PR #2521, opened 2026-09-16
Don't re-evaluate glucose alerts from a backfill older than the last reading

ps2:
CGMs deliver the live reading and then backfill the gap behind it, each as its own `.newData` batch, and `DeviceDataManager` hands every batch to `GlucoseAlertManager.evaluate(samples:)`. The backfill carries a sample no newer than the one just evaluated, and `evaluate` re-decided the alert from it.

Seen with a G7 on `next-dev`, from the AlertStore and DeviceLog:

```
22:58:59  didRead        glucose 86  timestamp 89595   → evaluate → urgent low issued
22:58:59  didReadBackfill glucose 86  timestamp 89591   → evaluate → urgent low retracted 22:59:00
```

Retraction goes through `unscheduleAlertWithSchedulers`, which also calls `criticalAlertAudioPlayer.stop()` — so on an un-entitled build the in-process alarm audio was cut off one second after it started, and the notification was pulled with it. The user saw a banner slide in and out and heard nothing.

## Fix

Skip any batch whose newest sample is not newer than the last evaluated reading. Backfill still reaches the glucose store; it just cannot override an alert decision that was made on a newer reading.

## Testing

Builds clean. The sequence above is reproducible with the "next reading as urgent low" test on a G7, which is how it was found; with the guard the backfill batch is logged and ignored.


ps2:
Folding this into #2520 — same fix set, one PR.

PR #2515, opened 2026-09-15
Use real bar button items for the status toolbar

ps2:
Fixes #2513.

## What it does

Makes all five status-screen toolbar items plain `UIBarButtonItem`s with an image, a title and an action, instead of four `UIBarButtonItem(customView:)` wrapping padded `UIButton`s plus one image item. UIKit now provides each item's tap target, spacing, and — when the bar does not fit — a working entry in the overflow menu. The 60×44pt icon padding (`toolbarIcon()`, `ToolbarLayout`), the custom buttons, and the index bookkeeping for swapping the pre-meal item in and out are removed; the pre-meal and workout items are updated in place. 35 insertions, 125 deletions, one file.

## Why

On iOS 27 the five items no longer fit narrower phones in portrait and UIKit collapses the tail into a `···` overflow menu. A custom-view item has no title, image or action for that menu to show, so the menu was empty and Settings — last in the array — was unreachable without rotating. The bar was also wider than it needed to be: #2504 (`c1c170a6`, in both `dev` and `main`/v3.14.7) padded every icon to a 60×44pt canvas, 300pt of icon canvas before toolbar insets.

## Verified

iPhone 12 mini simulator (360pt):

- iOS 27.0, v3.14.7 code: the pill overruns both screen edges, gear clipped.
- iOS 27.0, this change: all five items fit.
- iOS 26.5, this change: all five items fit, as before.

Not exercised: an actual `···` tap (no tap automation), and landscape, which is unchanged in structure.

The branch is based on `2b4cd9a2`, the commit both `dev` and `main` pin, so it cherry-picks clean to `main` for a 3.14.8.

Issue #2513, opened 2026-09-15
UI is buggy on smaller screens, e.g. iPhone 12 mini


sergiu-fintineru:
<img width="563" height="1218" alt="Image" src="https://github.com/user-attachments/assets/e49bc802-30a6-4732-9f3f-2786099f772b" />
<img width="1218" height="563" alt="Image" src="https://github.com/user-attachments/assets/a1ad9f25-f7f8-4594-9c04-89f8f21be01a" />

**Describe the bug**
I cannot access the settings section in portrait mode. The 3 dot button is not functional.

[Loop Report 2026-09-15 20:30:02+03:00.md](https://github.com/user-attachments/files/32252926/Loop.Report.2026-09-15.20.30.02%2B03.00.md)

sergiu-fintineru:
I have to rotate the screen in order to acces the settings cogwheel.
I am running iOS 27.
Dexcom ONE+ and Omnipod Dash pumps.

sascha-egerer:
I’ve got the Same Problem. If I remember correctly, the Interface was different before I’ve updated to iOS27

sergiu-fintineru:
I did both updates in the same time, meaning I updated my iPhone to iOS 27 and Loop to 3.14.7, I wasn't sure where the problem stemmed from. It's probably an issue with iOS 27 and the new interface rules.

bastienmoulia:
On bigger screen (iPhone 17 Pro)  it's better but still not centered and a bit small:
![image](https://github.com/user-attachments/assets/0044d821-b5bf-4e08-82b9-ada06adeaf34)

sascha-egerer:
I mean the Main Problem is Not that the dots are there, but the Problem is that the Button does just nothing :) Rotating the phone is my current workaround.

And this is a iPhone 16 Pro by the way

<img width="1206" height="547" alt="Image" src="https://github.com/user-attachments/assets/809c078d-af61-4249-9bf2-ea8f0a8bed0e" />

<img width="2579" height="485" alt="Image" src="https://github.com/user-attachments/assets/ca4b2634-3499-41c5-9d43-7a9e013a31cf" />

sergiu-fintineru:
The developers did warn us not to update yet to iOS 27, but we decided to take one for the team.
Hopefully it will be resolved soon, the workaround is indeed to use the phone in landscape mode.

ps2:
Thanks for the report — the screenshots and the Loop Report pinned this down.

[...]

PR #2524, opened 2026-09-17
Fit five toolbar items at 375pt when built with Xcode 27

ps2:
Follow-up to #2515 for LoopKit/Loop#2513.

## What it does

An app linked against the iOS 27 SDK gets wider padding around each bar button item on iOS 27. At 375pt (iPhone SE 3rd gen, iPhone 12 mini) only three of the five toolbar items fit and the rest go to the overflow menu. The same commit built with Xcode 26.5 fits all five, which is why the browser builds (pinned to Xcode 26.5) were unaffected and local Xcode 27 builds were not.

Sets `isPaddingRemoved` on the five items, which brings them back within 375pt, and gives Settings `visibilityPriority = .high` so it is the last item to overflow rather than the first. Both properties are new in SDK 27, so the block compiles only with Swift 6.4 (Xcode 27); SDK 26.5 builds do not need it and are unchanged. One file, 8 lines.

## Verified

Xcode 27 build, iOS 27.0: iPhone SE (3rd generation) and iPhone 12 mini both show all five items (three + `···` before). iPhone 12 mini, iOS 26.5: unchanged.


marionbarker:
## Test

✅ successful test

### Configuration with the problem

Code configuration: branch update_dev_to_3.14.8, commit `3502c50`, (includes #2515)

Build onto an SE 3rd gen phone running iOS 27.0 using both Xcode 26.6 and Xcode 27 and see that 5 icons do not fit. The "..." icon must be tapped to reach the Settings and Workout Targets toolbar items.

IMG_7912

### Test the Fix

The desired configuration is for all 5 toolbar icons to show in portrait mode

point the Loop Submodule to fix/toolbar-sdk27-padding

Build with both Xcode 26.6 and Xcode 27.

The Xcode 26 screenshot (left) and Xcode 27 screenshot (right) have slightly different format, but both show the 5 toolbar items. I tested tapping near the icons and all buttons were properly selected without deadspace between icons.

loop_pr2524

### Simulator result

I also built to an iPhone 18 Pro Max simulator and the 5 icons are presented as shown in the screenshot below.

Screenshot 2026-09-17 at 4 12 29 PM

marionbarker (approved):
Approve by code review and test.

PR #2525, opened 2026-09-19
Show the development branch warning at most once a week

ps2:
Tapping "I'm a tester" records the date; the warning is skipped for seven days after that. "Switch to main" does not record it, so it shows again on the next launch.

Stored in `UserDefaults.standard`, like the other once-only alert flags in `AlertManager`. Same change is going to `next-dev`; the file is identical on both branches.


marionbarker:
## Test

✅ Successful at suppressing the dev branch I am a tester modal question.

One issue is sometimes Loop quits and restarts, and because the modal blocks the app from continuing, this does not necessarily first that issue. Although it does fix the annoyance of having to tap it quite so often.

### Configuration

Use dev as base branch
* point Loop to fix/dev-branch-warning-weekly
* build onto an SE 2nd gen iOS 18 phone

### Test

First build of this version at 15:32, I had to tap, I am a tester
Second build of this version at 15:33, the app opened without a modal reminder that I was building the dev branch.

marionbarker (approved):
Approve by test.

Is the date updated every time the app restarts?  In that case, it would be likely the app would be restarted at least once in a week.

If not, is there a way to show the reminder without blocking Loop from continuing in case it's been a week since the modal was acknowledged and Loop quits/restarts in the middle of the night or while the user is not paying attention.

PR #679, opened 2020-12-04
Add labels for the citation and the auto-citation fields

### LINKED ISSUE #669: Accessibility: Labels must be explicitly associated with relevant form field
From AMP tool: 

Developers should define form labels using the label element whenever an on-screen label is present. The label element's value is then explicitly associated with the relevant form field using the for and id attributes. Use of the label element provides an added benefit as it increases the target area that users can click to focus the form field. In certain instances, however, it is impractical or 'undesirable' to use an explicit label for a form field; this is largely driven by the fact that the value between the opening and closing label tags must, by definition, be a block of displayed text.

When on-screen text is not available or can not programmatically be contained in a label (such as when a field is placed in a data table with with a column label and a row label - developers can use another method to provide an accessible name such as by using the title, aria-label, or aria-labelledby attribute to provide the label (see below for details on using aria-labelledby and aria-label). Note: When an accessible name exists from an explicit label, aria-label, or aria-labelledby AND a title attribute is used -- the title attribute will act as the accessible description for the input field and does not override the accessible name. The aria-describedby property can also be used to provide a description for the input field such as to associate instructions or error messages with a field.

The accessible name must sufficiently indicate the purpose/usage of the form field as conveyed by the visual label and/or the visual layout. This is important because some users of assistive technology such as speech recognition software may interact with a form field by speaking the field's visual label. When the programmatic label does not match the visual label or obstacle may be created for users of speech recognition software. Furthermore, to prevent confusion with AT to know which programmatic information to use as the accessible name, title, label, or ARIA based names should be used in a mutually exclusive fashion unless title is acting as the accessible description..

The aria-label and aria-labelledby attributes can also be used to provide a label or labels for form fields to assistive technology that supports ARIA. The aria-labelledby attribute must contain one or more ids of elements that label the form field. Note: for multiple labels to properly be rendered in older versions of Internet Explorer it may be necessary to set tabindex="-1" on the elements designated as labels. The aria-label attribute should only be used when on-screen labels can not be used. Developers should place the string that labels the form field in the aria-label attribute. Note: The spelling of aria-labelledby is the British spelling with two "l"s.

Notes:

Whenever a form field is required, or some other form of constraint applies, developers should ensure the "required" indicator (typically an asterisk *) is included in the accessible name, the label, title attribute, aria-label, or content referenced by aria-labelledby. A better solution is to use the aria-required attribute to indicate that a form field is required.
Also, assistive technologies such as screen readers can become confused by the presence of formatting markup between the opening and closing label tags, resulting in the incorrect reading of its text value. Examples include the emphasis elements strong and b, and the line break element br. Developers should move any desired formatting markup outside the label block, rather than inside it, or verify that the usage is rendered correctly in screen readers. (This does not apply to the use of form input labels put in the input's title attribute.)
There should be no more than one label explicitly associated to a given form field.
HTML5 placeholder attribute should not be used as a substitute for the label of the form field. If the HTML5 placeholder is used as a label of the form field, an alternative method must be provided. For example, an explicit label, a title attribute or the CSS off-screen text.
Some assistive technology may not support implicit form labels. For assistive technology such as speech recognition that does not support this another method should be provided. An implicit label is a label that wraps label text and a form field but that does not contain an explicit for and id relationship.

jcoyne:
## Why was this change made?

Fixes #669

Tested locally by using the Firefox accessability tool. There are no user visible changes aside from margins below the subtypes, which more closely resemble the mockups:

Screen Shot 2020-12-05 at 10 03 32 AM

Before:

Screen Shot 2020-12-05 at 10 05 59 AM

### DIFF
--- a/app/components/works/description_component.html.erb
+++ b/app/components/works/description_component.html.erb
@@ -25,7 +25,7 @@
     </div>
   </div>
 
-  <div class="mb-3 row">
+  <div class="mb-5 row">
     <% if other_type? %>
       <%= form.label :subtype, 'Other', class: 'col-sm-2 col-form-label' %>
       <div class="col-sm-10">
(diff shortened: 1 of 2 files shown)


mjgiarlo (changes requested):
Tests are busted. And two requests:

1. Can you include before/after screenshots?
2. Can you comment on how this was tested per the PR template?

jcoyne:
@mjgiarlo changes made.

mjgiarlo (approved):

....................

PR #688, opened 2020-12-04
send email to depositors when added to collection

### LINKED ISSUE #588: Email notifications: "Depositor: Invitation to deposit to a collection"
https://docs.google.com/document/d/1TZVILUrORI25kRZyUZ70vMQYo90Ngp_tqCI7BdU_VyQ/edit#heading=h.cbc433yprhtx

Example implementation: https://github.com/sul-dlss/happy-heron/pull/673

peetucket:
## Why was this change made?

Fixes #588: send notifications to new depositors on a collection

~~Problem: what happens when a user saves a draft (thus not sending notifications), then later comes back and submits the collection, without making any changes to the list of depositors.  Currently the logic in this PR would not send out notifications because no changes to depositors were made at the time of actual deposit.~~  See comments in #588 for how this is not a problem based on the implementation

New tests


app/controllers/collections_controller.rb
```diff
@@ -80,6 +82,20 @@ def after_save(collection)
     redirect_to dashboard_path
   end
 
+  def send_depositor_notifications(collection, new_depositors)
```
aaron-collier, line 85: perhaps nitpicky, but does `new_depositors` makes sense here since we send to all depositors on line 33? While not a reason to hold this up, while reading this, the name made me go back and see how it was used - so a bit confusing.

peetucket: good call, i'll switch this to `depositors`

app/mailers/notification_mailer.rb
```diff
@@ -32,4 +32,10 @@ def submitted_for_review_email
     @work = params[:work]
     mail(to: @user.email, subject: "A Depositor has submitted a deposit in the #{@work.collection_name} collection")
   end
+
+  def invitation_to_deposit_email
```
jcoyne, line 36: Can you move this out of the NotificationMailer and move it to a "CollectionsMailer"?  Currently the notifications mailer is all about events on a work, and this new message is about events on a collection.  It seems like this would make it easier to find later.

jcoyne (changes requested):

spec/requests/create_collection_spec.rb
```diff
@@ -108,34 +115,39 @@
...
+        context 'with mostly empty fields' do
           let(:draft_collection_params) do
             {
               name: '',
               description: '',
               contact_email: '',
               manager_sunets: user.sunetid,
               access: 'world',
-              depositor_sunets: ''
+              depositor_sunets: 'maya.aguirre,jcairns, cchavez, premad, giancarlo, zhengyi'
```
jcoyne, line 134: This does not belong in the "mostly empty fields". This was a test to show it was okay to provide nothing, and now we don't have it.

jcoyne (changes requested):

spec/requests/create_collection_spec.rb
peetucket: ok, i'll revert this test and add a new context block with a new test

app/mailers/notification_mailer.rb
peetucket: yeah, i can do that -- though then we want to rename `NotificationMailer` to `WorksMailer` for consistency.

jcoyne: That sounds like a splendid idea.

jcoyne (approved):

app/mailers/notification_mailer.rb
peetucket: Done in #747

....................

### What to produce
Your answer should consist only of the lines above between the line holding "### Simulator result" and the line holding "First build of", inclusive, each transcribed exactly.

### Answer below
### Simulator result

I also built to an iPhone 18 Pro Max simulator and the 5 icons are presented as shown in the screenshot below.

Screenshot 2026-09-17 at 4 12 29 PM

marionbarker (approved):
Approve by code review and test.

PR #2525, opened 2026-09-19
Show the development branch warning at most once a week

ps2:
Tapping "I'm a tester" records the date; the warning is skipped for seven days after that. "Switch to main" does not record it, so it shows again on the next launch.

Stored in `UserDefaults.standard`, like the other once-only alert flags in `AlertManager`. Same change is going to `next-dev`; the file is identical on both branches.


marionbarker:
## Test

✅ Successful at suppressing the dev branch I am a tester modal question.

One issue is sometimes Loop quits and restarts, and because the modal blocks the app from continuing, this does not necessarily first that issue. Although it does fix the annoyance of having to tap it quite so often.

### Configuration

Use dev as base branch
* point Loop to fix/dev-branch-warning-weekly
* build onto an SE 2nd gen iOS 18 phone

### Test

First build of this version at 15:32, I had to tap, I am a tester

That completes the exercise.